There is an important compromise at work, according to Eric Wall, leader of the blockchain and cryptocurrency at the Swedish Fintech Cinnober.

"All distributed systems are fundamentally limited by the CAP theorem," he told CoinDesk.

According to this theorem, which is often cited in discussions on blockchain networks, a given system can only optimize for two of the three characteristics: consistency, availability and tolerance of partitions (hence the acronym "CAP").

Although, in reality, the range of choices is narrower. Partition tolerance – the ability to perform a blockchain on a network that loses some messages, as the Internet does – is "non-negotiable," Wall said. So engineers can favor accessibility, as in bitcoin and ethereum; o favor coherence, as in EOS, Steem and Neo.

Wall described how these options appear in practical terms, saying: "Many federated systems simply stop in contingent situations, often requiring manual intervention to start working again – on the other hand, we generally do not stop, but instead the bitcoin forks into two blockchain for a short period of time a couple of times a month. "

In other words, from the user's point of view, the bitcoin network can never go down, but there is no guarantee that a user has not been on a fork that will eventually be abandoned in favor of a canonical chain.

Most of the time, Wall continues, the lack of consistency of bitcoins is not a big deal. The network "has a possible coherence", he said, "which derives from the fact that the forks are automatically solved after a short time."

He added, "So while Bitcoin is not a true CAP system, it's practically as good as one."

So again, some incidents have shown that fostering availability over consistency can put us in trouble the blockchain.
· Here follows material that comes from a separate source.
Issue #221, opened 2020-09-01
Remove Support for Python 3.5


jjjacksn:
Python 3.5 reaches end of life on 13 Sept 2020. We should remove official support for it so that we can use more modern python language features. Mostly I'm interested in f-strings!

minhtuev:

Steemit's Scott pointed to an incident in March 2013, when bitcoin broke into what Vitalik Buterin – then a journalist – called "one of the most serious sobs we've seen in the last four years".

Echoing, Wall suggested that such incidents may be a topic for "CP" systems favorable to consistency compared to those "AP" favorable to accessibility:

"Two conflicting forks are a much bigger danger for the network of a single arrest ".

scars

What might seem remarkable here, however, is that the bitcoin has not suffered a similar incident since 2013, while younger networks continue to experience "sobs".

"The reason these bugs were more prevalent in federated systems than PoW based systems are recently reduced to the fact that the Bitcoin code base is more battle tested, more rigorously controlled and of higher quality than to the federated counterparts, "said Wall.

In fact, when the oldest blockchain dPOS, Bitshares, flew in 2015, the bitcoin had already been live for more than six years.

But the younger networks could well recover. "Steem is now a very tough blockchain," Scott said after the recent break.

"I do not look back and say that there were no obstacles in the road," he continued. "I look at those bumps and bruises as a testimony to our strength and resilience and our drive to innovation."

Steem is still planning to proceed with the update of the planned rigid fork – the twentieth – on September 25th.

also notable that, as a grizzled veteran, the bitcoins have barely avoided the terrible consequences of a serious bug discovered this week, which could potentially have torn down vast swathes of the network for a relatively low cost.

Speaking of this, Zooko Wilcox, founder and CEO of the company Zcash (zcash, as bitcoin, is a proof-of-work cryptocurrency), told CoinDesk that, in the end, no network is perfectly secure.

He concluded:

"There is a risk that software will fail by breaking down any software system, including blockchains like Bitcoin, Ethereum or Zcash."

Clear image by Artur Matosyan on Unsplash


in the blockchain news, CoinDesk is a media outlet that aims at extending the journalistic standards and adheres to a strict set of editorial policies. CoinDesk is an independent operating subsidiary of the Digital Currency Group, which invests in criptovalute and blockchain startups.